:: Task data ::

PR #263, opened 2018-04-23
✨ Add Feature/use notificationservice instead toastr

### LINKED ISSUE #255: Umziehen der Toastr Notifications auf den Notification Service
#### Describe your issue

Es wurde ein NotificationService hinzugefügt, der in der `app.ts` Toastr übergeben bekommt.
Überall wo Toastr benutzt wird sollte nun auf den NotificationService gewechselt werden.

Der NotificationService soll auch erweitert werden mit:
- Types, Enums(für verschiedene Notifications)

#### Issue checklist

- [ ] I've included all the information that i think is relevant

alexanderkasten:
## What did you change?

This PR uses the notification service instead of toastr.
Closes #255 
Before merging the file association PR #241 should get merged.

- checkout the branch
- `npm i``
- e.g navigate to the detail view of a process and save the diagram

## PR-Checklist


src/app.ts
```diff
@@ -1,11 +1,20 @@
...
+@inject('NotificationService')
 export class App {
 
   public router: Router;
   public environment: any = environment;
+  public notificationService: NotificationService;
+
+  constructor(notificationService: NotificationService) {
+    this.notificationService = notificationService;
+    this.notificationService.setToastrInstance(toastr);
```
LeoTT: Why is this necessary? Initializing toastrInstance from here instead of importing in notification-service.ts?

LeoTT:
Why is `notificationService` a class?
Usage would be more intuitive and have less overhead if it was a function.
```javascript
import {NotificationType, notify} from '.....';

....
notify(NotificationType.ERROR, 'this is an error');
....
```
Right now you need to inject the notificationservice with the magic string 'NotificationService', declare a private member for the service, initialize the private member and use it to access the function in every class which wants to just call a function.

alexanderkasten:
@5ebastianMeier what do you think about Leo's comment ?

src/modules/notification/notification.service.ts
```diff
@@ -0,0 +1,57 @@
+import {INotification, NotificationType} from '../../contracts/index';
```
LeoTT:
```ts
import {Toastr} from 'toastr';
```
type import missing

alexanderkasten:
@LeoTT The Toastr instance is set in the app.ts, because if a module is trying to show up a notification before the toastr instance is being set, the message would be saved in an array and would showed up after the instance is set up.
If the toastr instance is set in the notification.service.ts, the function to show the notification would only be functional when the class is registered with aurelia.

LeoTT:
I don't get why initializing that in the constructor of `app.ts` would make a difference.
Where is the benefit?

Are you sure this is about toastr being initialized? Just tested it and I could use it right away (and I would find a notificationservice which requires startup time odd).
Funny behaviour is that aurelias startup seems to "swallow" messages, which are called before the dom is loaded. Is that what this is about?

If so there is no need to import 'toastr' and set it in `app.ts`.
You could just use a boolean `domIsLoaded` and import toastr in notification service right away.

But that's still some weird relation between `app` and `notification.service`.

How about this in notification.service instead?
```js
...
  constructor(ea: EventAggregator) {
    ea.subscribe('router:navigation:complete', () => {
   ... display all buffered messages here ...
    });
...
```

Would still find it neat if the result was not a class but a function.

alexanderkasten:
@LeoTT 

> Funny behaviour is that aurelias startup seems to "swallow" messages, which are called before the dom is loaded. Is that what this is about?

Yes it is. The notificationService gets the toastr instance via the `setToastrInstance` method in app.ts when the DOM is loaded. So the messages, that are "swallowed" from aurelia while starting up, will now be showed after set the toastr instance.

I have tested your example with importing toastr in notification.service.ts and subscribing on `router:navigation:complete` with the EventAggregator and it works. Now I will remove it from app.ts.

LeoTT:
@alexanderkasten sounds good.
Make sure to dispose the subscription afterwards, because that event will not only be fired once (and you only need the first time).

PR #272, opened 2018-04-27
✨ 🐛 Add Feature/fix condition on flow

### LINKED ISSUE #269: Default Flow allows condition
#### Describe your issue
At the current state, you can change the property of a flow from a normal to a so called `default flow`.

Per definition, a default Flow (or Path) is always taken, when there is no other path, that a token could take. 

An example might be a xor split, where no condition matches the actual token value. In this case, the token would take the path of the default flow. You can compare this with some sort of `default` in a `switch ... case` statement. 

In the current implementation, you can assign a condition to the default flow, which breaks the bpmn specification.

:::

What this task involves: The output should be exactly the lines above from the line containing "### LINKED ISSUE #269: Default" to the line containing "An example might", inclusive, with no other lines.

Output of the exercise:
### LINKED ISSUE #269: Default Flow allows condition
#### Describe your issue
At the current state, you can change the property of a flow from a normal to a so called `default flow`.

Per definition, a default Flow (or Path) is always taken, when there is no other path, that a token could take. 

An example might be a xor split, where no condition matches the actual token value. In this case, the token would take the path of the default flow. You can compare this with some sort of `default` in a `switch ... case` statement. 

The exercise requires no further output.